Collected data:
□ □ □ □ □

PR #2228, opened 2024-05-21
Changed the quick search text color to white.

JayBae9903:


src/components/Header/components/QuickSearch/QuickSearch.module.scss
```diff
@@ -19,6 +21,7 @@
 
   & :global(.MuiInputBase-root) {
     padding: 2px 10px;
+    color: var(--mui-palette-primary-contrastText);
```
EjPlatzer, line 24: Unfortunately, this breaks the text color of QuickSearch in the RecIM Participant Search:
image

We might have to come up with a different way to style the QuickSearch so that it's visible on either background color.

EjPlatzer (changes requested):
Thanks for working on this! This is a good fix for QuickSearch as it appears in the app bar. Unfortunately, QuickSearch is also used elsewhere on the site, namely in RecIM and in ApartApps, so the styling needs to somehow work for wherever it's placed. You might need to enforce that the background color of the quick search is the Primary color.

src/components/Header/components/QuickSearch/QuickSearch.module.scss
JayBae9903: Thank you for your review! I'm wondering how to get the text color of the parent. The parent's text color usually contrasts with its background color, I think it would be better to use the parent's text color instead of using primary-contrastText color.

JayBae9903: I just found that color: inherit; get the parent's color.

□ □ □ □ □

## What is required
Using the entries above, give again each line from the one containing "Thanks for working" through the last line, exactly and only those.

## Result of the exercise
Thanks for working on this! This is a good fix for QuickSearch as it appears in the app bar. Unfortunately, QuickSearch is also used elsewhere on the site, namely in RecIM and in ApartApps, so the styling needs to somehow work for wherever it's placed. You might need to enforce that the background color of the quick search is the Primary color.

src/components/Header/components/QuickSearch/QuickSearch.module.scss
JayBae9903: Thank you for your review! I'm wondering how to get the text color of the parent. The parent's text color usually contrasts with its background color, I think it would be better to use the parent's text color instead of using primary-contrastText color.

JayBae9903: I just found that color: inherit; get the parent's color.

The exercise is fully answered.